[SOLVED] Live migration doesn't work after upgrade to 8.4.0

vegarnilsen

New Member
Apr 29, 2025
6
1
3
We have a two-node cluster that we upgraded to 8.4.0, both nodes are set up with local storage (directory).

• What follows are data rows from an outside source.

PR #921, opened 2017-03-01
allow reloading silence time from ES, when in-memory silence value is expired

ouchengeng:
Currently, elastalert.silence_cache is loaded only once when there's silence records in ES. After that, no matter what silence time is set, it will not be loaded into memory and thus it cannot take effect. But, we do alter or  lengthen silence time by calling 'elastalert --silence --rule' methods many times, especially when we have regular releases.  

In this pull request, I allow Elastalert to load silence time when in-memory silence value is expired.


Qmando:
Looks good to me, thanks!

PR #944, opened 2017-03-10
Added email_from_field feature

Qmando:
Add a feature to let you get the email recipient from a field in the alert event.

### DIFF
--- a/docs/source/ruletypes.rst
+++ b/docs/source/ruletypes.rst
@@ -1083,6 +1083,18 @@ This alert requires one additional option:
 
 Optional:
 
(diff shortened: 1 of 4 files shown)


Qmando:
For number 4, if you want to always include an email, you would use cc or bcc

nitin02:
How do I send to multiple recipients with this field? Can the value be a comma-separate list of emails?
(or)
Is there a way to add multiple fields in **email_from_field**. Each field has a single email specified?

I prefer the former as it is more dynamic.

pushkarevds:
Hello. How to send a message to default emails and email_from_field?

PR #950, opened 2017-03-13
Manage docs theme through pip

kureus:
Rather than rely on manually managing _static and overwriting the default theme, manage the choice of theme through a package so we aren't tethered to one point in time, presumably getting access to any theme updates/fixes. This approach does assume an unmodded theme.


kureus:
For reference the theme can be installed with 

```
pip install sphinx_rtd_theme
```

https://github.com/rtfd/sphinx_rtd_theme#installation

PR #957, opened 2017-03-17
Some minor enhancements

msmerc:
Make 'name' default to the filename.
Add the query json if a query fails.


elastalert/config.py
```diff
@@ -160,6 +164,7 @@ def load_options(rule, conf, args=None):
     # Set defaults, copy defaults from config.yaml
     for key, val in base_config.items():
         rule.setdefault(key, val)
+    rule.setdefault('name', os.path.splitext(filename)[1])
```
Qmando: This should be os.path.splitext(filename)[0]

>>> os.path.splitext('hello/world.yaml')
('hello/world', '.yaml')

msmerc: Doh!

Prior to 8.4.0 we could migrate VMs between nodes by specifying the target storage, but this doesn't work after the upgrade:

1745921434982.png
The "Storage not available on selected target." error doesn't go away after I select target storage, and the Migrate button stays inactive. (The VM is of course running.)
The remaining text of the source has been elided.